Bordeaux. Es sollte ein Tagesausflug für Senioren werden und endete nach wenigen Kilometern in einer Tragödie auf einer kleinen französischen Landstraße: Bei einem der schwersten Busunfälle in Europa sind im Südwesten Frankreichs mindestens 43 Menschen ums Leben gekommen. Der Reisebus mit einer Seniorengruppe an Bord kollidierte auf einer Landstraße rund 40 Kilometer östlich der Stadt Bordeaux mit einem Lastwagen, beide Fahrzeuge gingen in Flammen auf.

In dem Lkw kamen der Fahrer und sein drei Jahre alter Sohn ums Leben. In dem Reisebus seien 41 oder 42 Menschen ums Leben gekommen.

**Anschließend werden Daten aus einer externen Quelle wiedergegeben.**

PR #608, opened 2020-05-12
jenkins: use -test.timeout argument

larskarlitski:
This is the same as 6c611b487, but for the jenkins directory
(configuration for Jenkins inside Red Hat's VPN).

Use golang's `test.timeout` to set the timeout instead of using
ansible's `async` property. The latter doesn't respect `register` when
running into a timeout, which means there are no logs in that case.

### DIFF
--- a/jenkins/test_runner_base.yml
+++ b/jenkins/test_runner_base.yml
@@ -3,12 +3,10 @@
 - block:
 
     - name: "Run {{ test.name }} test"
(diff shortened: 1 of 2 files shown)


larskarlitski:
This patch only touches files that are relevant to `schutzbot-psi/pr-merge`. It is expected to be failing, and this patch is working correctly in that it shows the logs for the failing test.

I've verified that the other failures are unrelated and am merging this.

PR #1258, opened 2021-03-02
Revert "internal/distro/rhel8: un-exclude subman from edge"

runcom:
We needed this patch to demonstrate RHC capabilities but we don't want to ship such a huge dependencies tree with subman/dnf - for 8.4 we'd revert this and revisit the dep tree.

@nullr0ute @gicmo ptal


teg:
The 8.4 beta freeze is passed, so any changes we merge to master will no longer land in 8.4. If you still need this, feel free to reach out to me directly and I can walk you through the process.

teg:
Based on side-channel discussion: I don't think this is needed any more? Should we close it?

PR #1261, opened 2021-03-03
spec: Improve description of the osbuild-composer package

msehnout:
The previous version referred to lorax-composer as the definition of
what osbuild-composer does. This worked fine while osbuild-composer was
considered an alternative for it. Now that osbuild-composer is the
default one, it should describe what it does without references to
lorax. Furthemore, composer is now able to build OSTree commits as well
as VM images, to the previous description was slightly incomplete.

This commit introduces description which is up-to-date and does not
refer to lorax any more.

This pull request includes:


andreasn (dismissed):
Looks good to me.

thozza:
The change looks good, but personally I'm not sure if calling osbuild-composer a "web service" is correct. It still provides the Weldr API which works over a UNIX socket and it has no frontend of its own. Maybe just call it a "service"?

msehnout:
> The change looks good, but personally I'm not sure if calling osbuild-composer a "web service" is correct. It still provides the Weldr API which works over a UNIX socket and it has no frontend of its own. Maybe just call it a "service"?

Good point, I've considered this and I think the terminology here is either misleading or overloaded. If I used just "service" I'd personally understand it as a systemd service, not necessarily having REST API. But this is just my bias as a long term systemd user, others might disagree. When I call it "web service" one could expect it to be available over TCP port instead of UNIX socket as you said.

I concluded that there is no short, yet precise way of describing it I could think of.

ondrejbudai:
REST service maybe?

thozza:
> Good point, I've considered this and I think the terminology here is either misleading or overloaded. If I used just "service" I'd personally understand it as a systemd service, not necessarily having REST API. But this is just my bias as a long term systemd user, others might disagree. When I call it "web service" one could expect it to be available over TCP port instead of UNIX socket as you said.

In my opinion calling it a service has nothing to do with the fact, that it is started by systemd. I'm not sure what "systemd service" is, other than just the notion of a process controlled or supervised by systemd. Which would be basically any service running on the system. But I understand that you wanted to be more specific in the description... :wink:

msehnout:
Maybe just service is better and my view is biased :-).

This is how I think about it: What do we want to stress in the description:
 * The fact it provides API over HTTP?
 * That we try to make it RESTful?
 * It is running over UDS, but now it can run also over TCP if used with composer api?

Maybe we should not stress any of those technical details and instead focus on the fact there is no client in the package itself.

thozza:
> Maybe we should not stress any of those technical details and instead focus on the fact there is no client in the package itself (=> use only service)
...so "backend service"? :smiley:

achilleas-k:
> Maybe we should not stress any of those technical details and instead focus on the fact there is no client in the package itself (=> use only service)

I agree with this.  No qualifiers leaves it general enough that all instances are covered.

larskarlitski:
Oh nice! The old description is moot now indeed.

Not strong opinion, but I agree that just "service" is enough. If we want to provide more detail, maybe add "providing a HTTP API". I would not call it "REST", because that term means various things to people.

ondrejbudai:
I realized something yesterday: The new description doesn't mention anything about the composer's feature to upload the image directly to multiple cloud providers. As this is becoming the biggest part of the project, we should surely mention it.

msehnout:
> I realized something yesterday: The new description doesn't mention anything about the composer's feature to upload the image directly to multiple cloud providers. As this is becoming the biggest part of the project, we should surely mention it.

ok, I've force-pushed a 2nd proposal. It does not mention any cloud providers specifically because the list of supported platforms have been growing recently.

ondrejbudai (approved):
:heart:

achilleas-k (approved):

teg (approved):

thozza (approved):
Looks great!

PR #1271, opened 2021-03-08
Don't check branch name when deciding if build was started by cron

atodorov:
because we already have cron jobs on multiple branches!

This pull request includes:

Nach Angaben des ermittelnden Staatsanwalts Christoph Auger blieb zunächst unklar, ob alle angemeldeten Passagiere dabei waren.

Acht überlebten

Nur acht Insassen des Busses konnten sich in Sicherheit bringen – vier von ihnen ­seien sehr schwer verletzt, sagte der Sprecher des Innenministeriums, Pierre-Henry Brandet, dem Sender BFMTV.

Der Bus war laut den Behördenangaben mit einer Seniorengruppe auf dem Weg in den Ort Arzacq-Arraziguet im nördlichen Pyrenäen-Vorland. Die Gruppe brach demnach am Morgen vom Ort Petit-Palais nordöstlich von Bordeaux auf. Gegen 7.30 Uhr stieß der Bus wenige Kilometer weiter südlich mit dem Lastwagen zusammen.

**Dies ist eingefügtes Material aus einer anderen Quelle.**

PR #1279, opened 2021-03-09
Distro: replace Packages() / BuildPackages() with PackageSets()

teg:
This is an alternative to calling depsolve from within the distros. @achilleas-k first suggested this approach, but we decided to go with calling depsolve directly to make the change simpler. I really don't see how to hook that up with the manifest tests we currently have, and I think skipping those would be a shame.

Thoughts?

### DIFF
--- a/cmd/osbuild-dnf-json-tests/main_test.go
+++ b/cmd/osbuild-dnf-json-tests/main_test.go
@@ -80,12 +80,12 @@ func TestCrossArchDepsolve(t *testing.T) {
 							imgType, err := arch.GetImageType(imgTypeStr)
 							require.NoError(t, err)
 
-							buildPackages := imgType.BuildPackages()
-							_, _, err = rpm.Depsolve(buildPackages, []string{}, repos[archStr], distroStruct.ModulePlatformID(), archStr)
+							packages := imgType.PackageSets(blueprint.Blueprint{})
+
+							_, _, err = rpm.Depsolve(packages["build-packages"], repos[archStr], distroStruct.ModulePlatformID(), archStr)
 							assert.NoError(t, err)
 
-							basePackagesInclude, basePackagesExclude := imgType.Packages(blueprint.Blueprint{})
-							_, _, err = rpm.Depsolve(basePackagesInclude, basePackagesExclude, repos[archStr], distroStruct.ModulePlatformID(), archStr)
+							_, _, err = rpm.Depsolve(packages["packages"], repos[archStr], distroStruct.ModulePlatformID(), archStr)
 							assert.NoError(t, err)
 						})
 					}
--- a/internal/distro/distro.go
+++ b/internal/distro/distro.go
@@ -72,17 +72,16 @@ type ImageType interface {
 	// is 0 the default value for the format will be returned.
 	Size(size uint64) uint64
 
-	// Returns the default packages to include and exclude when making the image
-	// type.
-	Packages(bp blueprint.Blueprint) ([]string, []string)
-
-	// Returns the build packages for the output type.
-	BuildPackages() []string
+	// Returns the sets of packages to include and exclude when building the image.
+	// Indexed by a string label. How each set is labeled and used depends on the
+	// image type.
+	PackageSets(bp blueprint.Blueprint) map[string]rpmmd.PackageSet
 
 	// Returns an osbuild manifest, containing the sources and pipeline necessary
 	// to build an image, given output format with all packages and customizations
-	// specified in the given blueprint.
-	Manifest(b *blueprint.Customizations, options ImageOptions, repos []rpmmd.RepoConfig, packageSpecs, buildPackageSpecs []rpmmd.PackageSpec, seed int64) (Manifest, error)
+	// specified in the given blueprint. The packageSpecSets must be labelled in
+	// the same way as the originating PackageSets.
+	Manifest(b *blueprint.Customizations, options ImageOptions, repos []rpmmd.RepoConfig, packageSpecSets map[string][]rpmmd.PackageSpec, seed int64) (Manifest, error)
 }
 
 // The ImageOptions specify options for a specific image build
--- a/internal/distro/fedora32/distro.go
+++ b/internal/distro/fedora32/distro.go
@@ -187,20 +187,32 @@ func (t *imageType) BuildPackages() []string {
 	return packages
 }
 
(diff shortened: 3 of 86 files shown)


internal/distro/fedora32/distro.go
```diff
@@ -190,9 +190,14 @@ func (t *imageType) BuildPackages() []string {
 func (t *imageType) Manifest(c *blueprint.Customizations,
 	options distro.ImageOptions,
 	repos []rpmmd.RepoConfig,
-	packageSpecs,
-	buildPackageSpecs []rpmmd.PackageSpec,
+	packageSpecSets [][]rpmmd.PackageSpec,
 	seed int64) (distro.Manifest, error) {
+	var packageSpecs []rpmmd.PackageSpec
+	var buildPackageSpecs []rpmmd.PackageSpec
+	if len(packageSpecSets) == 2 {
```
larskarlitski, line 210: This seems brittle. Is is so that you can pass `nil` from tests?

internal/distro/distro.go
```diff
@@ -82,7 +82,7 @@ type ImageType interface {
 	// Returns an osbuild manifest, containing the sources and pipeline necessary
 	// to build an image, given output format with all packages and customizations
 	// specified in the given blueprint.
-	Manifest(b *blueprint.Customizations, options ImageOptions, repos []rpmmd.RepoConfig, packageSpecs, buildPackageSpecs []rpmmd.PackageSpec, seed int64) (Manifest, error)
+	Manifest(b *blueprint.Customizations, options ImageOptions, repos []rpmmd.RepoConfig, packageSpecSets [][]rpmmd.PackageSpec, seed int64) (Manifest, error)
```
larskarlitski, line 90: I wonder if a `map[string][]rpmmd.PackageSpec` is preferable here, with string like "build" and "base". Not sure if strings as indices are less error-prone, but it might make it easier to debug?

larskarlitski (commented):
I *think* I like this as an alternative, because it's a tiny bit less hacky than calling `Depsolve()` from within the distros. If it solves the CI problem, I'm all for it.

internal/distro/distro.go
achilleas-k: I agree.  My current version of the open PR (not pushed yet) uses a map and it's much cleaner.  The names/keys don't need to have any real meaning (e.g., they don't need to match pipeline or stage names), but it's easier to work with and more readable.

teg: good point, will change

teg: Done.

internal/distro/fedora32/distro.go
teg: It did.

achilleas-k (dismissed):
I like this a lot.  Much cleaner than depsolving in `Manifest()` and definitely the better way forward.

cmd/osbuild-dnf-json-tests/main_test.go
```diff
@@ -80,12 +80,12 @@ func TestCrossArchDepsolve(t *testing.T) {
...
-							buildPackages := imgType.BuildPackages()
-							_, _, err = rpm.Depsolve(buildPackages, []string{}, repos[archStr], distroStruct.ModulePlatformID(), archStr)
+							packages := imgType.PackageSets(blueprint.Blueprint{})
+
+							_, _, err = rpm.Depsolve(packages["build-packages"].Include, packages["build-packages"].Exclude, repos[archStr], distroStruct.ModulePlatformID(), archStr)
 							assert.NoError(t, err)
 
-							basePackagesInclude, basePackagesExclude := imgType.Packages(blueprint.Blueprint{})
-							_, _, err = rpm.Depsolve(basePackagesInclude, basePackagesExclude, repos[archStr], distroStruct.ModulePlatformID(), archStr)
+							_, _, err = rpm.Depsolve(packages["packages"].Include, packages["build-packages"].Exclude, repos[archStr], distroStruct.ModulePlatformID(), archStr)
```
ondrejbudai, line 88: `packages["build-packages"].Exclude` is wrong on this line.

Maybe let's move `PackageSet` into `rpmmd` and make `rpmmd.Depsolve` taking `PackageSet` as an argument? This change would prevent this kind of mistakes (it happened in past, see #1148)
Maybe `rpm.Depsolve` should take `distro.PackageSet` as an argument?

internal/weldr/api.go
```diff
@@ -2738,32 +2750,13 @@ func (api *API) allRepositories() []rpmmd.RepoConfig {
...
-	specs := bp.GetPackages()
-	excludeSpecs := []string{}
-	if imageType != nil {
-		// When the output type is known, include the base packages in the depsolve
-		// transaction.
-		specs, excludeSpecs = imageType.Packages(*bp)
-	}
-
-	packages, _, err := api.rpmmd.Depsolve(specs, excludeSpecs, repos, api.distro.ModulePlatformID(), api.arch.Name())
+func (api *API) depsolveBlueprint(bp *blueprint.Blueprint) ([]rpmmd.PackageSpec, error) {
```
ondrejbudai, line 2753: Nice cleanup!

ondrejbudai (changes requested):
> I really don't see how to hook that up with the manifest tests we currently have, and I think skipping those would be a shame.

I'm confused, everything seems to work alright. Did I miss anything?

cmd/osbuild-dnf-json-tests/main_test.go
teg: Good catch, and good suggestion! Done.

teg:
> > I really don't see how to hook that up with the manifest tests we currently have, and I think skipping those would be a shame.
> 
> I'm confused, everything seems to work alright. Did I miss anything?

The current tests are ok, but in #1244 the plan was to call `Depsolve()` from within `Manifest()` to be able to deal with more than the two standard package sets. If we do that, we would not be able to test the new image types in the same way as the current image tests (as they depend on pinning the rpmmd depsolve results).

ondrejbudai:
Do you have any plans for dropping the now obsoleted `Packages()` and `BuildPackages()` from the actual distro implementations?

teg:
> Do you have any plans for dropping the now obsoleted `Packages()` and `BuildPackages()` methods from the actual distro implementations?

Ah, yeah, they should be made private at least (and tests adjusted). I'd do that in a follow-up though.

ondrejbudai (approved):
LGTM, very nice changes, thanks!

Ersten Hinweisen, wonach der Lastwagenfahrer den dramatischen Unfall verursachte, wurde von Gendarmerie und Staatsanwalt widersprochen. Es werde einige Zeit dauern, um die Ursache zu finden, unter welchen Umständen sich der Unfall abgespielt habe, sagte Auger. Ermittelt wird zudem, warum die Fahrzeuge Feuer fingen.

Der überlebende Busfahrer habe versucht, auszuweichen, dies aber nicht geschafft, berichtete Xavier Sublett, Bürgermeister des Unglücksorts Puisseguin. „Er konnte nur noch den Türmechanismus betätigen, um es einigen zu ermöglichen, den Bus zu verlassen.“ Nach Angaben der Gendarmerie rettete zudem der Fahrer eines unbeteiligten Fahrzeugs einige Insassen des Busses.

„Das ist in einer gefährlichen Kurve der Gemeinde passiert“, sagte der zweite Beigeordnete des Bürgermeisters von Puisseguin, Gérard Dupuy, dem Sender France Info. Am gleichen Ort habe es bereits früher Unfälle gegeben.

In Puisseguin herrscht Betroffenheit. Psychologen betreuten Angehörige, die Nationalversammlung legte eine Schweigeminute ein.

„Furchtbare Tragödie“

Präsident François Hollande sprach von einer „furchtbaren Tragödie“. „Wir sind tieftraurig“, sagte er am Rande seines Staatsbesuchs in Griechenland. Premier Manuel Valls und Innenminister Bernard Cazeneuve fuhren umgehend zum Unglücksort.

Das war der schwerste Busunfall in Frankreich seit dem 31. Juli 1982. Damals starben bei Beaune 53 Menschen, darunter 44 Kinder.